# [Commission] Nurgle Reaver Titan



## Sigur (Dec 9, 2010)

*Reaver Titan*​





























Painting this guy was very exciting.  From assembling the single parts over recreating the colour scheme of the Nurgle Warhound titan I'd done two years ago for the same client, the interior, all the weathering, damage and so on. Very cool experience and I hope that you like him.  It's a really imposing model. Very impressive and I just enjoy painting titans.






















































































































Here's the whole happy family of Nurgly war machines together, again showcasing the Titan's sheer size. I mean it's not like these other models are small to begin with, right?










The Forgefiend you already saw in another thread on here, Malcador Infernus and Heldrake are to follow!


So if you want to have one painted for you (or anything else of course)... you can find me in the signature.  Anyway, hope you enjoy the pictures


----------



## Stormxlr (Sep 11, 2013)

Amazing work, saw the work on tailofpainters. the receding shadow effect you made looks great with the model, the whole nurgle/death guard army painted like that would be amazing to see/


----------



## Saintspirit (Jul 31, 2013)

Well... It is painted incredibly good, should probably win GD pretty easily, but I still don't find it that Nurgly, frankly. I would have liked to see something a little more bio-like stuff, or what I should say, on it...

Oh, who am I to complain? It's looking awesome!


----------



## SwedeMarine (Jun 3, 2013)

The whole Models is gorgeous but as @Saintspirit said its not very Nurgly. It looks much too pristine to be properly Nurgly.
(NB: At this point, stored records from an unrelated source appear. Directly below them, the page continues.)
PR #8448, opened 2025-07-14
xds: add a test for deadlocks in nested xDS channels

arjan-bal:
This PR adds a test to catch deadlocks when using xDS to resolve the address of the xDS management server, resulting in the creation of nested xDS channels. The fix for the bug was initially submitted in https://github.com/grpc/grpc-go/pull/8011 and later in https://github.com/grpc/grpc-go/pull/8445.

## Tested
Verified that the deadlock can be reproduced in 2-3 runs when the fix in https://github.com/grpc/grpc-go/pull/8445 is not included. The deadlock is resolved after including https://github.com/grpc/grpc-go/pull/8445.

RELEASE NOTES: N/A

### DIFF
--- a/xds/internal/xdsclient/pool/pool_test.go
+++ b/xds/internal/xdsclient/pool/pool_test.go
@@ -19,17 +19,33 @@
 package pool_test
 
 import (
+	"context"
 	"encoding/json"
 	"fmt"
 	"testing"
+	"time"
 
 	"github.com/google/uuid"
+	"google.golang.org/grpc"
+	"google.golang.org/grpc/credentials/insecure"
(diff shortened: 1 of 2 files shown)


xds/internal/xdsclient/pool/pool_test.go
```diff
@@ -19,18 +19,34 @@
 package pool_test
```
dfawley: Aside: it seems this file should have been named `pool_ext_test.go` to prepare for the day we might want `pool_test.go` that is inside `package pool`.

arjan-bal: Renamed the file and package.

PR #2500, opened 2026-01-25
Modify emissive factor validation range

WeakKnight:
Update emissive factor validation to allow values that are greater than one.


mikedh:
Thanks for the PR! Yeah I agree we should be less opinionated for values like this.

Issue #2504, opened 2026-02-23
intersects_id can return duplicate hits when mesh.ray._scale is very small


hoyeong-heo:
# Bug: Duplicate intersections due to too-small ray offset (`self._scale`)
I encountered an issue where `trimesh.ray.intersects_id` returns many duplicate intersection points when `multiple_hits=True`.

## Symptoms

- A single ray produces up to twenty duplicate hit locations.
- Increasing `max_hits` results in proportionally more identical points.
- All returned intersection points are effectively the same (within floating-point precision).

## Root cause (suspected)

The problem appears to be caused by an extremely small `self._scale` value, which makes the computed ray offset:

```python
distance = np.clip(_ray_offset_factor * self._scale, _ray_offset_floor, np.inf)
```

too small relative to the scene scale.

As a result:

- The updated ray origin (`new_origins + ray_offsets`) does not move far enough.
- The next Embree query hits the same triangle again.
- This repeats until `max_hits` is reached, producing duplicate intersections.

In short: ray origins are not effectively advancing between iterations.

## Expected behavior

Ray origins should advance enough to avoid immediately re-hitting the same triangle (or duplicates should be filtered).

## Environment

- `trimesh` version: `4.11.2`
- Backend: Embree
- OS: linux

## Reproduction

I will provide:

- Minimal test script
```py
import trimesh


mesh = trimesh.load_mesh("combined.stl")

x = -164.70464393956098
y = 275.5539451575655
z = 10000

origin = [[x, y, z]]
direction = [[0, 0, -1]]

# mesh.ray._scale_to_box = False

index_tri, index_ray, locations = mesh.ray.intersects_id(
    origin, direction, multiple_hits=True, return_locations=True
)

print(f"{index_tri=}")
print(f"{index_ray=}")
print(f"{locations=}")
```
- `combined.stl` mesh that reproduces the issue

[combined.zip](https://github.com/user-attachments/files/25479223/combined.zip)

## Notes

This seems related to scale-dependent robustness in the multi-hit ray loop.

Potential fixes might include:

- A configurable option for minimum offset
- Triangle ID re-hit prevention

AmenLemiesa:
Hey everyone! I’m a student working on an open-source project for a class, and since I use Trimesh in my research, I’d love to try fixing this.
I’m reproducing it with combined.stl and thinking of either tightening the minimum ray distance or blocking repeated triangle hits.
I’ll open a draft PR soon; let me know if there’s a preferred approach.

PR #2524, opened 2026-04-04
Fix duplicate ray hits in pyembree intersects_id (#2504)

AmenLemiesa:
When querying rays with multiple_hits=True at large coordinate scales the float32 precision of embree combined with a very small _scale caused the distance offset to be swallowed. Because the ray origin didn't actually advance, the loop repeatedly hit the exact same triangle until it reached max_hits.

I added a tracker array last_hit_triangle inside the max_hits loop in ray_pyembree.py. If a ray hits the exact same triangle two iterations in a row, the logic now correctly filters it out as a duplicate while allowing the "ray" to continue advancing.

### DIFF
--- a/tests/test_ray.py
+++ b/tests/test_ray.py
@@ -203,6 +203,30 @@ class RayTests(g.unittest.TestCase):
                 # top or bottom face
                 assert g.np.isclose(p[2], mesh.bounds[:, 2]).any()
 
+    def test_embree_duplicate_hits(self):
+        """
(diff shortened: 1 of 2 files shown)


mikedh:
Awesome thanks for taking a look at this!! Does this case come up reliably in any of the unit tests? Would you be able to add a test for it? We might also be able to combine the self-hit check with the other mask conditional?

AmenLemiesa:
This did not come up in the unit tests for ray! I added a test and combined the self-hit check with the other mask.

PR #2525, opened 2026-04-08
Drop support for Python 3.8 and 3.9 (EOL)

jorenham:
Python 3.9 is EOL since 2025-10-31, so there's no need to support it anymore, and can even be considered as bit of a security risk (especially Python 3.8). See https://devguide.python.org/versions/ for more info.

This drops support for Python 3.8 and 3.9. I also cleaned up the dead branches, and fixed all new ruff errors (pyupgrade, mostly).

---

For some reason I had to add an additional `tests.generic` import attempt in `tests/test_voxel.py` to get the tests to run locally. It'm not sure what's going on with that, and downgrading pytest or using a different `--import-mode` didn't seem to help. The change is backwards-compatible though, so I hope it's not an issue.

---

For context: my goal was actually to increase the type annotation coverage of trimesh (it's currently at 22.9%, see  https://jorenham.github.io/typestats/dashboard/report/#trimesh for details). But doing so would be a lot easier when we don't have to worry about Python<3.10 legacy typing stuff, so I figured I might as well drop those EOL versions first.

But assuming this gets merged, I'd actually first follow-up on this by cleaning up the legacy typing re-exports in `trimesh.typed`, i.e. replace `Union` and `Optional` with `|`, and use `list[_]` instead of `List[_]`, `dict[_, _]` instead of `Dict[_, _]`, etc.

---

Oh and in case it matters here; I didn't use any AI for this.

### DIFF
--- a/.github/workflows/release.yml
+++ b/.github/workflows/release.yml
@@ -30,16 +30,8 @@ jobs:
     runs-on: ${{ matrix.os }}
     strategy:
       matrix:
-        python-version: ["3.8", "3.9", "3.10", "3.11", "3.12", "3.13"]
+        python-version: ["3.10", "3.11", "3.12", "3.13"]
         os: [ubuntu-latest, macos-latest, macos-15-intel, windows-latest]
-        exclude:
-            # windows runners have gotten flaky
-          - os: windows-latest
-            python-version: 3.8
-          - os: windows-latest
-            python-version: 3.9
-          - os: macos-13
-            python-version: 3.9
     steps:
     - uses: actions/checkout@de0fac2e4500dabe0009e67214ff5f5447ce83dd # v6.0.2
     - name: Set up Python ${{ matrix.python-version }}
--- a/.github/workflows/test.yml
+++ b/.github/workflows/test.yml
@@ -25,7 +25,7 @@ jobs:
     runs-on: ${{ matrix.os }}
     strategy:
       matrix:
-        python-version: ["3.8", "3.13"]
+        python-version: ["3.10", "3.13"]
         os: [ubuntu-latest, windows-latest, macos-latest, macos-15-intel]
     steps:
     - uses: actions/checkout@de0fac2e4500dabe0009e67214ff5f5447ce83dd # v6.0.2
--- a/README.md
+++ b/README.md
@@ -4,7 +4,7 @@
 [![Github Actions](https://github.com/mikedh/trimesh/workflows/Release%20Trimesh/badge.svg)](https://github.com/mikedh/trimesh/actions) [![codecov](https://codecov.io/gh/mikedh/trimesh/branch/main/graph/badge.svg?token=4PVRQXyl2h)](https://codecov.io/gh/mikedh/trimesh)  [![Docker Image Version (latest by date)](https://img.shields.io/docker/v/trimesh/trimesh?label=docker&sort=semver)](https://hub.docker.com/r/trimesh/trimesh/tags) [![PyPI version](https://badge.fury.io/py/trimesh.svg)](https://badge.fury.io/py/trimesh)
 
 
-Trimesh is a pure Python 3.8+ library for loading and using [triangular meshes](https://en.wikipedia.org/wiki/Triangle_mesh) with an emphasis on watertight surfaces. The goal of the library is to provide a full featured and well tested Trimesh object which allows for easy manipulation and analysis, in the style of the Polygon object in the [Shapely library](https://github.com/Toblerity/Shapely).
+Trimesh is a pure Python 3.10+ library for loading and using [triangular meshes](https://en.wikipedia.org/wiki/Triangle_mesh) with an emphasis on watertight surfaces. The goal of the library is to provide a full featured and well tested Trimesh object which allows for easy manipulation and analysis, in the style of the Polygon object in the [Shapely library](https://github.com/Toblerity/Shapely).
 
 The API is mostly stable, but this should not be relied on and is not guaranteed: install a specific version if you plan on deploying something using `trimesh`.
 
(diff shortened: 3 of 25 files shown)


mikedh:
Thanks for the PR and taking a look at this!! 

Changes look good to me, and yeah I'm open to dropping EOL Python, typically I've only done it when it becomes a blocker for something but union type hints, skipping the `typing.List` special case imports etc seem worth it. Checking download statistics, it looks like 2% of people are on 3.9 and 1% of downloads are on 3.8. I suppose setting the `requires-python` will mean they continue to get the as-of-now current version which seems graceful enough. 

> But assuming this gets merged, I'd actually first follow-up on this by cleaning up the legacy typing re-exports in trimesh.typed, i.e. replace Union and Optional with |, and use list[_] instead of List[_], dict[_, _] instead of Dict[_, _], etc.

That makes sense, and the `ruff` `UP` rules do this automatically iirc once we bump the `requires-python`?

> Oh and in case it matters here; I didn't use any AI for this.

Nice! Yeah it seems like one of the valuable things for libraries going forward is that humans have looked at every line, even the wrong ones haha. I had Claude on a branch do the type hints as aggressively as possible, and it did OK, the main issue it had was the soft dependencies (see: https://github.com/astral-sh/ruff/issues/7175). But yeah I think in general it's a bad idea to do large Claude PR's (maybe with the exception of finishing old zombie plumbing work like #2365). With regards to "soft" dependencies it really would be nice to use forward references (i.e. `def foo(graph: "networkx.DiGraph") -> float`) but I guess that's not on the table, and any ideas for that issue would be welcome!

I might release this as an `rc` series for a few months, and maybe finally bump the library from `alpha` to `beta`.

jorenham:
> That makes sense, and the `ruff` `UP` rules do this automatically iirc once we bump the `requires-python`?

Yes, exactly

> I had Claude on a branch do the type hints as aggressively as possible

In my experience, even the current state-of-the art LLM models are pretty bad when it comes to annotating Python code. My guess is that there's simply not a lot of training data out there, and that a large portion of that data is polluted by stubs that are mass produced by tools such as mypy's stubgen (which is only meant as a starting point, yet most people use it as an end product, grumble...).

> the main issue it had was the soft dependencies (see: [astral-sh/ruff#7175](https://github.com/astral-sh/ruff/issues/7175)).

Well, in case of `scipy`, I might have a solution to that. Because in the meantime *someone* (😏) has written stubs for SciPy, which goes by the creative name of `scipy-stubs` (https://github.com/scipy/scipy-stubs/). And a little known fact about `scipy-stubs` is that it doesn't require `scipy` to be installed ('tis but an optional dependency). So all you have to do is install `scipy-stubs` in the same env as you're running the type-checker in, and the type-checker will stop complaining about scipy, because it can just ask `scipy-stubs` what it *looks* like.

> But yeah I think in general it's a bad idea to do large Claude PR's

Agreed; It's way to much fun to write type annotations by hand :stuck_out_tongue_winking_eye:. 

> With regards to "soft" dependencies it really would be nice to use forward references (i.e. `def foo(graph: "networkx.DiGraph") -> float`) but I guess that's not on the table, and any ideas for that issue would be welcome!

Something like should work:

```py
from typing import TYPE_CHECKING

if TYPE_CHECKING:
    import networkx  # assumes types-networkx is installed

def foo(graph: "networkx.DiGraph") -> float: ...  # type-checkers: ☑️
```

mikedh:
Awesome sounds good, thanks again for looking at this! Let me know when you're ready to merge into a `beta` branch where we can experiment with which typing approach works without disrupting users, and do prerelease `rc` versions at some point.

Last time I looked in to expanding type coverage the soft dependency and `ExceptionWrapper` strategy was a bit of a challenge. One vague thought which may or may not be a good idea, was moving all wrapped soft-dependencies to `trimesh.typed` as a single-import location. This could keep the wrapping in one place and potentially let us put `pyi`'s next to them. And then module code would be something like `from ..typed import scipy` rather than the multiple `try` blocks. 

It also would be neat if polishing the soft-dependency import method let us try [`importlib.LazyLoader`](https://docs.python.org/3/library/importlib.html#importlib.util.LazyLoader) from the standard library to decrease our cold-start time (~2s on my machine). Although their example code is somewhat suspicious and frightening haha. 

Anyway open to experimenting with different options!

jorenham:
> Awesome sounds good, thanks again for looking at this! Let me know when you're ready to merge into a `beta` branch where we can experiment with which typing approach works without disrupting users, and do prerelease `rc` versions at some point.

I guess that could also work. I'm guessing that the trimesh API is pretty stable at this point, so hopefully it won't be too much work to keep those branches in sync so we can avoid merge conflicts and stuff.

FWIW, in my time as NumPy maintainer I've seen quite a lot of experiments being pushed to the main branch. Sometimes a downstream library complains that we broke something in nightly build, and then we simply revert it. And in cases where it gets into a release, then we revert it in a patch release. Or in case someone really messes up (like I recently did with numpy 2.4.0 haha), then we yank that release, and even then I haven't seen anyone complain about it. 
So even in worst case for one of the most used Python libs, it's not as bad as you might imagine it would be. 
Long story short; personally I think it's fine in this case to just go directly to main. And if someone complains, then we can always revert. But if you're not comfortable with that, then I'm of course also fine with doing this in a beta branch, it'll just require a bit more work (e.g. resolving merge conflicts and keeping, keeping the branches in sync, maybe some CI adjustments, etc.). 

Also, in this case, I wouldn't even call it an experiment. Typing improvements like these are pretty common, and I have done this for quite a lot of similar open source projects (it's pretty much my job description).
But I guess that also means that I'm probably biased. So I can understand how from your standpoint this could look pretty experimental.

Anyway, I'll rebase this onto main, and then this should be ready. If you want to create a `beta` or `dev` branch or something, then we can simply switch this PR's target branch from `main` to that one.

> Last time I looked in to expanding type coverage the soft dependency and `ExceptionWrapper` strategy was a bit of a challenge. One vague thought which may or may not be a good idea, was moving all wrapped soft-dependencies to `trimesh.typed` as a single-import location. This could keep the wrapping in one place and potentially let us put `pyi`'s next to them. And then module code would be something like `from ..typed import scipy` rather than the multiple `try` blocks.

For untyped libraries like that we could write some local stubs (in a `typings/` directory typically). Those don't have to be bundled in the sdists or wheels or anything, as long as they're available when type-checking it'll work just fine. Or better yet, we could try and directly contribute to those packages [^1].

[^1]: I've been doing this quite a lot in the last 2 years, and in most cases those PRs were even accepted (not to pat myself on the back or anything, just saying that it's something that could work).

mikedh:
Awesome sorry for the delay on this. Yeah I agree this doesn't need to be in a branch for very long, I'm just going to use the EOL Python as a good break-point to apply some deprecation that are past their stated date haha. And maybe finish the 4 year old Pyglet 2 migration PR. 

> For untyped libraries like that we could write some local stubs (in a typings/ directory typically). Those don't have to be bundled in the sdists or wheels or anything, as long as they're available when type-checking it'll work just fine. Or better yet, we could try and directly contribute to those packages

Cool yeah the `typing.py` -> `typing/__init__.py` move is extremely low risk and has worked for other stuff (`gltf`) and it seems like it adds some flexibility here.

Thanks for the follow up on this and all the typing work!!

PR #2540, opened 2026-05-06
Modernized type annotations

jorenham:
As promised in #2525, here's the PR that modernizes the type annotations. Specifically, this replaces

- `typing.List` with `builtins.list`
- `typing.Dict` with `builtins.dict`
- `typing.Set` with `builtins.set`
- `typing.Tuple` with `builtins.tuple`
- `typing.Optional[T]` with `T  | None`
- `typing.Union[T1, T2]` with `T1 | T2`

This also explicitly marks type aliases with `typing.TypeAlias`, and removes the trivial and unused `typing` re-exports from `trimesh.typed`.
The `trimesh.typed.Stream` type alias was also simplified by exploiting the fact that the `typing.*IO` and `io.IO` types all have `typing.IO` as base class.


jorenham:
The failed docker test CI job seems unrelated (502 error)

On the other hand The effects and techniques that have gone into the model are actually very well done. Would not be surpirsed to see it win a GD either.


----------



## Tawa (Jan 10, 2010)

Dear sweet Nurgle! :good:


----------



## Sigur (Dec 9, 2010)

Thanks for the comments!

As I said in the other thread - it's all about stylistic choices. My client wanted it to look like that and I really like the look. Stands out on most tables (a thing many interpretations of Nurgle models sometimes struggle with). Not that this would be a problem with this model specifically of course.


----------



## Miami (Jul 1, 2010)

Great paintjob! But I *HATE* the model


----------



## Sigur (Dec 9, 2010)

Aaw, how can you hate a Reaver??


----------



## Deo Duce Comite Ferro (Jan 17, 2014)

An exquisite piece for you to showcase your talents, amazing work brother.


----------



## Svartmetall (Jun 16, 2008)

Beautiful paintjob


----------



## morfangdakka (Dec 31, 2006)

You did a great paint job on this I like it. It has a pre heresy paint job on it so not very nurgle at the moment.


----------



## Ddraig Cymry (Dec 30, 2012)

I actually quite like both the model and especially the paintjob! Very nicely done!


----------